INFORMATION GIVEN START

PR #361, opened 2026-05-20
Shorten environment passthrough config prefix

mrmara:
The prefix to set environment variables configurations has been simplified from `passthrough.environment.` to `env.`.


farshidtz (approved):
Looks good to me.
```console
$ sudo stack-utils set env.aaa=1
Restart stack-utils to apply the changes? [Y/n] 
$ stack-utils run env | grep AAA
AAA=1
$ sudo stack-utils set env.aaa=2
Restart stack-utils to apply the changes? [Y/n] 
$ stack-utils run env | grep AAA
AAA=2
```

PR #364, opened 2026-05-27
Replace engine grade with "Experimental"

mrmara:
Engine `grade [stable|devel]` has been changed to a boolean filed: `Experimental`.

If not set, false is assumed


cmd/cli/commands/list-engines.go
```diff
@@ -110,7 +110,10 @@ func (cmd *listEnginesCommand) getEnginesTable(enginesList outputEngines) (strin
 	sort.Slice(enginesList.Engines, func(i, j int) bool {
 		// Stable engines with equal score should be listed first
 		if enginesList.Engines[i].Score == enginesList.Engines[j].Score {
-			return enginesList.Engines[i].Grade == "stable"
+			if enginesList.Engines[i].Experimental == nil {
+				return false
+			}
+			return *enginesList.Engines[i].Experimental == false
```
farshidtz: I see this and similar logic (`engine.Experimental != nil && *engine.Experimental`) in a few places. Consider adding a function `engine.IsExperimental()` that checks and returns a bool.

README.md
```diff
@@ -91,7 +91,7 @@ $ inference-snaps-cli show-machine --format=json | inference-snaps-cli debug sel
 ✅ cpu-avx1 - compatible, score = 14
 ✅ cpu-avx2 - compatible, score = 17
 ❌ cpu-avx512 - not compatible: required cpu device not found
-🟠 cpu-devel - score = 12, grade = devel
+🟠 cpu-devel - score = 12, experimental=true
```
farshidtz: Is this up to date?
```suggestion
🟠 cpu-devel - score = 12, experimental
```

cmd/cli/commands/list-engines_test.go
```diff
@@ -144,7 +144,7 @@ func Example_printEnginesJson() {
 	//       "name": "amd-gpu",
 	//       "description": "AMD specific engine targeting only one microarchitecture.",
 	//       "vendor": "Canonical Ltd",
-	//       "grade": "stable",
+	//       "experimental": false,
```
farshidtz: I'm not in favor of the inconsistency exposed to the user, where experimental is shown when explicitly set to false but not when left unset, which can coexist in a single snap. 

Ideally, this should always be hidden (look into deleting false bool pointers in LoadManifest(s)).

farshidtz (changes requested):
Nice, this is much clearer than "devel" which conflicts with the grade of the snap itself.

I've commented on a few minor things.

farshidtz (approved):

PR #365, opened 2026-05-28
Add summary in engine manifest

mrmara:
Add to the engine manifest a compulsory `summary` field with a limit of 56 characters. 56 is the maximum amount of characters that can be shown in `list-engines` table provided the minimum width for any other column.

`description` field changed to optional and omitted if empty


farshidtz:
@mrmara could you rebase this on the main branch?

README.md
```diff
@@ -91,7 +91,7 @@ $ inference-snaps-cli show-machine --format=json | inference-snaps-cli debug sel
 ✅ cpu-avx1 - compatible, score = 14
 ✅ cpu-avx2 - compatible, score = 17
 ❌ cpu-avx512 - not compatible: required cpu device not found
-🟠 cpu-devel - score = 12, grade = devel
+🟠 cpu-devel - score = 12, experimental=true
```
jpm-canonical: Maybe we should rename this engine too
```suggestion
🟠 cpu-exptl - score = 12, experimental=true
```

pkg/engines/validate.go
```diff
@@ -77,8 +77,12 @@ func (manifest Manifest) validate(expectedEngineName string) error {
...
 	}
 
-	if manifest.Description == "" {
-		return fmt.Errorf("required field is not set: description")
+	if manifest.Summary == "" {
+		return fmt.Errorf("required field is not set: summary")
+	} else if len(manifest.Summary) > 56 {
+		// 56 limit has been chosen as it is the maximum length that can be displayed in the list-engines table
+		// without truncation considering the minimum width of the other columns.
+		return fmt.Errorf("summary field should be at most 56 characters: %d", len(manifest.Summary))
```
farshidtz: Ideally, move 56 to a constant along with the comment. Don't repeat the value in the comment itself because it is an added maintenance burden to keep them in sync.

To make sure this value is changed according to the list-engine's table changes, consider adding an artificial check in the table generation code. 


```suggestion
	} else if len(manifest.Summary) > MaxSummaryLength {
		return fmt.Errorf("summary field should be at most %s characters, got: %d", MaxSummaryLength, len(manifest.Summary))
```

pkg/engines/validate_test.go
```diff
@@ -39,12 +40,21 @@ func TestManifestFiles(t *testing.T) {
...
+					err = Validate(manifestPath)
+					if err != nil {
+						t.Fatalf("%s: %v", engine, err)
+					}
+				})
+			} else {
+				t.Run(engine, func(t *testing.T) {
+					err = Validate(manifestPath)
+					if err == nil {
+						t.Fatalf("%s should be invalid because too summary exceeds length", engine)
```
farshidtz:
```suggestion
						t.Fatalf("%s should be invalid because the summary exceeds length", engine)
```

test_data/engines/amd-gpu/engine.yaml
```diff
@@ -1,5 +1,7 @@
 name: amd-gpu
-description: AMD specific engine targeting only one microarchitecture.
+description: AMD specific engine targeting 
+  only one microarchitecture.
```
farshidtz:
```suggestion
description: | 
  AMD specific engine targeting one microarchitecture:
    - the arch
```

And make sure the output (show-engine) maintains line breaks.

farshidtz (changes requested):
Thanks. The addition of summary in place of description is to avoid ellipses in the table, while supporting rich engine descriptions with line-break aware formatting

pkg/engines/validate.go
mrmara: Done. I added a warning in case the engine description column max length is bigger than the allowed maximum

cmd/cli/commands/list-engines.go
```diff
@@ -148,6 +149,9 @@ func (cmd *listEnginesCommand) getEnginesTable(enginesList outputEngines) (strin
 	engineVendorMaxLen += 2
 	// Description column fills the remaining space
 	engineDescriptionMaxLen := tableMaxWidth - (engineNameMaxLen + engineVendorMaxLen)
+	if engineDescriptionMaxLen > engines.SummaryMaxLength {
```
farshidtz: Please refactor the variable names: description->summary. And log/error messages.

cmd/cli/commands/list-engines.go
```diff
@@ -146,10 +147,13 @@ func (cmd *listEnginesCommand) getEnginesTable(enginesList outputEngines) (strin
 	// Increase column widths to account for paddings
 	engineNameMaxLen += 1
 	engineVendorMaxLen += 2
-	// Description column fills the remaining space
-	engineDescriptionMaxLen := tableMaxWidth - (engineNameMaxLen + engineVendorMaxLen)
+	// Summary column fills the remaining space
+	engineSummaryMaxLen := tableMaxWidth - (engineNameMaxLen + engineVendorMaxLen)
+	if engineSummaryMaxLen > engines.SummaryMaxLength {
+		fmt.Printf("Warning: summary column max length %d is greater than summary max length %d, setting it to summary max length\n", engineSummaryMaxLen, engines.SummaryMaxLength)
+	}
```
jpm-canonical: The only goal of this if statement is to print a warning. Does this warning add any improvements to the user experience? I expect the validation to detect too long summaries, and by the time we get here, if the summary is still too long, it will just be truncated with an ellipse. Is a warning really needed?

jpm-canonical (approved):
Looks good to me. I'm just wondering if the warning that is printed is really needed.

cmd/cli/commands/list-engines.go
mrmara: For the same reasons you mentioned, I thought an error would be too much. The check has to be performed, and the warning seemed harmless. But I agree that it's not adding value to the UX

farshidtz: The goal was to inform the developer that a maximum length is defined somewhere else, calculated based on the logic of the code written here. The max may require modification based on the changes to this table. We're in this strange situation because the table generation is in the main package, and the constant cannot be defined here, where it belongs, and referenced during the validation. 

An ugly solution could be:
```suggestion
    # Note: summary length has a hard limit
	_ := engines.SummaryMaxLength
```

A cleaner one would be to just comment on it and hope that the developer reads it (they should):
`// Summary column fills the remaining space, up to [engines.SummaryMaxLength]`

See https://tip.golang.org/doc/comment#links

farshidtz:
@mrmara Please resolve the conflicts.

dev
farshidtz, line 1: This change is unexpected.

farshidtz (approved):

INFORMATION GIVEN END

> TASK REQUIREMENTS
Identify the lines above with the word "outputEngines". Copy them.

> FINAL ANSWER
@@ -110,7 +110,10 @@ func (cmd *listEnginesCommand) getEnginesTable(enginesList outputEngines) (strin
@@ -148,6 +149,9 @@ func (cmd *listEnginesCommand) getEnginesTable(enginesList outputEngines) (strin
@@ -146,10 +147,13 @@ func (cmd *listEnginesCommand) getEnginesTable(enginesList outputEngines) (strin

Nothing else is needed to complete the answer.